Research Article | Open Access
Shaimaa Basyouni Hassan El-Abd1 , Hala Mohamed Abu-Shady2, Hosam Abdel Fattah Mohamed Elshebiny1, Mohamed Abdel-Azim Abdel-Aziz Ebrahim1 and Hayam Abdelnabi Sayed2
1Poison Control Center, Ain Shams University, Hospitals, Cairo – 11566, Egypt.
2Microbiology Department, Faculty of Science, Ain Shams University, Cairo – 11566, Egypt.
J Pure Appl Microbiol. 2021;15(3):1617-1624 | Article Number: 7130 | © The Author(s). 2021
Received: 24/06/2021 | Accepted: 07/08/2021 | Published: 24/08/2021

The aim of this study was to investigate and trace the biodegradation products of the pesticide malathion in a comparative manner by two different lactobacilli strains; L. casei (NRRL1922) and L. acidophilus (NRRL 23431). The two strains were cultivated separately into skimmed milk supplemented with 5 ng/ml malathion. After incubation under the appropriate conditions, randomized samples were taken at intervals 24, 48, 72 and 120 hours along with control samples and analyzed for the presence of malathion and its degradation products by the GC-MS spectrometry; As well as, analyzed to record the level of phosphatase enzyme which suggested to be involved in the biodegradation process.

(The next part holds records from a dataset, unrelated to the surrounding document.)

PR #2772, opened 2023-06-14
Parameterize `Plugin` by service rather than protocol

hlbarber:
## Motivation and Context

Closes https://github.com/awslabs/smithy-rs/issues/1839

Currently, `Plugin` is parameterized by protocol and operation. To improve symmetry, extensibility and uniformity we switch this to be parameterized by service instead. The protocol can still be recovered via a associated type on `ServiceShape`.

## Description

- Add `ServiceShape` trait, encoding the properties of a Smithy service.
- Change `Plugin<Protocol, Operation, S>` to `Plugin<Service, Operation, S>`.

### DIFF
--- a/codegen-server/src/main/kotlin/software/amazon/smithy/rust/codegen/server/smithy/generators/ServerServiceGenerator.kt
+++ b/codegen-server/src/main/kotlin/software/amazon/smithy/rust/codegen/server/smithy/generators/ServerServiceGenerator.kt
@@ -137,22 +137,22 @@ class ServerServiceGenerator(
                     HandlerType: #{SmithyHttpServer}::operation::Handler<crate::operation_shape::$structName, HandlerExtractors>,
 
                     ModelPlugin: #{SmithyHttpServer}::plugin::Plugin<
-                        #{Protocol},
+                        $serviceName,
                         crate::operation_shape::$structName,
                         #{SmithyHttpServer}::operation::IntoService<crate::operation_shape::$structName, HandlerType>
                     >,
                     #{SmithyHttpServer}::operation::UpgradePlugin::<UpgradeExtractors>: #{SmithyHttpServer}::plugin::Plugin<
-                        #{Protocol},
+                        $serviceName,
                         crate::operation_shape::$structName,
                         ModelPlugin::Service
                     >,
                     HttpPlugin: #{SmithyHttpServer}::plugin::Plugin<
-                        #{Protocol},
+                        $serviceName,
                         crate::operation_shape::$structName,
                         <
                             #{SmithyHttpServer}::operation::UpgradePlugin::<UpgradeExtractors>
                             as #{SmithyHttpServer}::plugin::Plugin<
-                                #{Protocol},
+                                $serviceName,
                                 crate::operation_shape::$structName,
                                 ModelPlugin::Service
                             >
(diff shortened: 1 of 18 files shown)


codegen-server/src/main/kotlin/software/amazon/smithy/rust/codegen/server/smithy/generators/ServerServiceGenerator.kt
```diff
@@ -590,6 +590,51 @@ class ServerServiceGenerator(
...
+            }
+
+            """,
+            *codegenScope,
+        )
+
+        for ((_, value) in operationStructNames) {
+            rustTemplate(
+                """
+                impl #{SmithyHttpServer}::service::ServiceShapeMember<crate::operation_shape::$value> for $serviceName {
```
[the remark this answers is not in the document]
david-perez: Hmm I understand now how it's used to get the enum value corresponding to the operation being hit inside a plugin:

```rust
impl<Ser, Op, S, Inner, F> Plugin<Ser, Op, S> for FilterByOperation<Inner, F>
where
    Ser: ServiceShapeMember<Op>,
...
        let either_plugin = if (self.predicate)(<Ser as ServiceShapeMember<Op>>::ENUM_VALUE) {
```

Can you add some Rust docs in `rust-runtime/aws-smithy-http-server/src/service.rs`?

I'm uneasy about the trait name, it feels like the word "operation" should appear in it.

rust-runtime/aws-smithy-http-server/src/plugin/filter.rs
```diff
@@ -68,3 +65,61 @@ where
...
+/// Filters the application of an inner [`Plugin`] using a predicate over the
+/// [`ServiceShape::Operations`](crate::service::ServiceShape::Operations).
+///
+/// See [`filter_by_operation`] for more details.
+pub struct FilterByOperation<Inner, F> {
+    inner: Inner,
+    predicate: F,
+}
+
+impl<Ser, Op, S, Inner, F> Plugin<Ser, Op, S> for FilterByOperation<Inner, F>
```
david-perez, line 78: Hmm not a compelling use case, since it does the exact same thing as `FilterByOperationId`. I think we should only have one of them.

What useful things can we do with the operations enum?

david-perez: Right! 🤦 We should call that out in the docs.

Is there a use case for keeping `FilterByOperationId` then?

What other useful things does this operations enum enable? I can only come up with conditional application of a plugin based on the operation being invoked.

hlbarber: > Is there a use case for keeping `FilterByOperationId` then?

Someone might want to filter on the namespace or perform some action on `&'static str`. This can be subsumed by generating a `fn id(&self) -> ShapeId` on the generated enum though.

design/src/server/middleware.md
```diff
@@ -268,14 +268,17 @@ Suppose we want to apply a different `Layer` to every operation. In this case, p
...
+use aws_smithy_http_server::shape_id::ShapeId;
 use std::task::{Context, Poll};
 use tower::Service;
 
 /// A [`Service`] that adds a print log.
 pub struct PrintService<S> {
     inner: S,
-    name: &'static str,
+    op_id: ShapeId,
+    ser_id: ShapeId
```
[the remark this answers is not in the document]
hlbarber: https://github.com/awslabs/smithy-rs/pull/2772/commits/0485432836a6db6c585b50be1c7aceedd3c8cb09

rust-runtime/aws-smithy-http-server/src/plugin/filter.rs
david-perez: Nobody is going to filter on namespace and there's not really a need to filter specifically on `&'static str`, an enum variant serves the same filtering purpose.

What I'm trying to get at is that "filtering by operation" is, in essence, all this enables. Which is fine and definitely needed, but then there isn't really a need to additionally have `FilterByOperationId`.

The results showed a high ability of the two tested strains to degrade malathion with a superiority of L. acidophilus (NRRL 23431) over L. casei (NRRL 1922). The level of phosphatase enzyme was elevated in both strains in the presence of malathion and decreased gradually upon the depletion of malathion from the sample, which reflects the role of the phosphatase enzyme in the biodegradation process.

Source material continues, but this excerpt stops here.